It's been a while (2010) I race in various online programming competitions (started with google ai challenge, then mostly hackerrank and codingame) under the nickname Manwe. I am quite proud of the results: once winner, often in the top 1%, always in the top 5%. It is a real pleasure each time and I am thrilled when a new contest is announced!
Time after time, challenges are different for sure, but I accumulated a set of tools classes and algorithms that might be helpful from a challenge to another. Of course it comes with a set of best practices I discovered over time :) This project aims at sharing with the community those Java and C++ code I appreciate in the challenges and are helping you gain time, allowing you to develop in several files with a one click build, and sharing a common set of codes between challenges. Don't reinvent the wheel, focus on the subject!
In the docs folder you will find a pdf with advices if you launch yourself in competitive programming
Do not hesitate to contribute, fork and make pull requests!
Those challenges are usually online and includes a code editor. If you are free to use another IDE, your code is usually in a single file that make you intensely use inner classes. To ease your work, there is a builder that allows you to build a single file class from a main class and will grab all its dependencies. You can now split your code across several files and directly build your file in a single operation. It is certainly a prerequisite to share easily some code between your different challenges
Another constraint is that you usually don't have access to any third party software, and you must use the native libraries. That's why this project is not taking advantage of third party software. The objective is really focusing on this kind of challenges instead of providing state of the art artificial intelligence library. Note also that you might have a file size limit, and in this case you should not have too much dependencies
Builder is that class in charge of building a single file from you different classes. It is writen in Java and located in the builder package. Have a look at the javadoc for more info. THe builder supports both Java and C++ files so you can use it for both.
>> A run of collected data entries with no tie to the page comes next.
PR #105, opened 2021-08-27
Add version negotiation feature

### LINKED ISSUE #48: The Requester shall use the selected version in all future communication of other requests.
After GET_VERSION, the requester need decide which version is final selected and always use it.

After GET_CAPABILITY, the responder will know this is the version selected by the requester and always stick it it.

Current implementation just check all supported versions, which is too relax.

liyi77:
Fix #48


jyao1:
looks good to me

steven-bellock:
Looks good to me.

You will often find "Hint" sections in the comments. They are here to help you use the tools, or give you some advice you might find useful when programming for a contest. They are not documentation as is but more ideas that can make the difference.
This project is built using gradle 3.1. This choice has been made because it is a multiple language codeline and it will build and test in a single operation both C++11 and Java 8 codes.
So to launch the compilation and then run all the unit tests in both C++ and Java, simply launch the command:
gradle check
Note: On windows, several versions of the google test lib are available and depending on which version and compiler you are using, you might want to uncomment the relevant line in the method findGoogleTestCoreLibForPlatform
Code uses the Java version 8.
The source code is in the src/main/java folder, and the tests are in the src/test/java folder. You will find a builder package that contains only the utilities allowing you to build your "single file" program. The rest of the code is in the competitive.programming package and then by theme. If you want to contribute, feel free to add contest independent code in the competitive.programming package.
I would advice you create your own package by contest when using this project so that you are not packaging several files with a main :)
I use eclipse as IDE, and the project includes directly an eclipse project. You can also use maven to build project files for various IDE
Code uses C++ 11.
I wanted to have the code in the src/main/cpp folder, but encountered issues with Travis CI to build and test the codeline. So I ended up with a code layout that is completely different. So header files could be found in the src/competitiveProgramming/headers folder and the tests are located in the src/competitiveProgrammingTest/cpp folder.
Since I wanted the builder to be able to concatenate the different files in a single file without investing too much in its complexity, I took decisions that would not be valid in a real production project: All the source code is in the header files. Include path are always from the "headers" folder. If you not respect this convention, the builder will fail to resolve your include file path and will ignore it.